An unrestrained intercourse between the States themselves will
advance the trade of each by an interchange of their respective
productions, not only for the supply of reciprocal wants at
home, but for exportation to foreign markets. The veins of
commerce in every part will be replenished, and will acquire
additional motion and vigor from a free circulation of the
commodities of every part. Commercial enterprise will have much
greater scope, from the diversity in the productions of
different States. When the staple of one fails from a bad
harvest or unproductive crop, it can call to its aid the staple
of another. The variety, not less than the value, of products
for exportation contributes to the activity of foreign commerce.

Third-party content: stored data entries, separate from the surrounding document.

PR #336, opened 2015-03-12
CDK-955: Fix duplicate URIs from Datasets.list.

rdblue:
The problem was that the FileSystem implementation was returning
multiple "default" namespaces. The implementation now uses a Set to
accumulate both namespaces and dataset names.

The bug only happened when a repository namespace path was used instead
of a repository. In that case, the single namespace appears to be a
valid repository with tables in the default namespace. Each table in the
default namespace would result in another "default" in the list of
namespaces. When Datasets.list listed the tables in each namespace, all
of the tables were present in each copy of default, which resulted in
n^2 results.

### DIFF
--- a/kite-data/kite-data-core/src/main/java/org/kitesdk/data/spi/filesystem/FileSystemMetadataProvider.java
+++ b/kite-data/kite-data-core/src/main/java/org/kitesdk/data/spi/filesystem/FileSystemMetadataProvider.java
@@ -295,8 +295,8 @@ public class FileSystemMetadataProvider extends AbstractMetadataProvider {
 
   @SuppressWarnings("deprecation")
   @Override
-  public List<String> namespaces() {
-    List<String> namespaces = Lists.newArrayList();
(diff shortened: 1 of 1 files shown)


kite-data/kite-data-core/src/main/java/org/kitesdk/data/spi/filesystem/FileSystemMetadataProvider.java
```diff
@@ -295,8 +295,8 @@ public boolean exists(String namespace, String name) {
 
   @SuppressWarnings("deprecation")
   @Override
-  public List<String> namespaces() {
-    List<String> namespaces = Lists.newArrayList();
+  public Set<String> namespaces() {
```
rdblue: So no one has to look this up, I confirmed that the interfaces require `Collection` so `Set` or `List` is fine.

joey:
+1, ship it!

rdblue:
Thanks, Joey!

It can be conducted upon much better terms with a large number
of materials of a given value than with a small number of
materials of the same value; arising from the competitions of
trade and from the fluctations of markets. Particular articles
may be in great demand at certain periods, and unsalable at
others; but if there be a variety of articles, it can scarcely
happen that they should all be at one time in the latter
predicament, and on this account the operations of the merchant
would be less liable to any considerable obstruction or
stagnation. The speculative trader will at once perceive the
force of these observations, and will acknowledge that the
aggregate balance of the commerce of the United States would bid
fair to be much more favorable than that of the thirteen States
without union or with partial unions.
It may perhaps be replied to this, that whether the States are
united or disunited, there would still be an intimate
intercourse between them which would answer the same ends; this
intercourse would be fettered, interrupted, and narrowed by a
multiplicity of causes, which in the course of these papers have
been amply detailed. A unity of commercial, as well as
political, interests, can only result from a unity of
government.
There are other points of view in which this subject might be
placed, of a striking and animating kind. But they would lead us
too far into the regions of futurity, and would involve topics
not proper for a newspaper discussion. I shall briefly observe,
that our situation invites and our interests prompt us to aim at
an ascendant in the system of American affairs. The world may
politically, as well as geographically, be divided into four
parts, each having a distinct set of interests. Unhappily for
the other three, Europe, by her arms and by her negotiations, by
force and by fraud, has, in different degrees, extended her
dominion over them all. Africa, Asia, and America, have
successively felt her domination. The superiority she has long
maintained has tempted her to plume herself as the Mistress of
the World, and to consider the rest of mankind as created for
her benefit. Men admired as profound philosophers have, in
direct terms, attributed to her inhabitants a physical
superiority, and have gravely asserted that all animals, and
with them the human species, degenerate in America--that even
dogs cease to bark after having breathed awhile in our
atmosphere.Facts have too long supported these arrogant
pretensions of the Europeans. It belongs to us to vindicate the
honor of the human race, and to teach that assuming brother,
moderation. Union will enable us to do it. Disunion will will
add another victim to his triumphs. Let Americans disdain to be
the instruments of European greatness! Let the thirteen States,
bound together in a strict and indissoluble Union, concur in
erecting one great American system, superior to the control of
all transatlantic force or influence, and able to dictate the
terms of the connection between the old and the new world!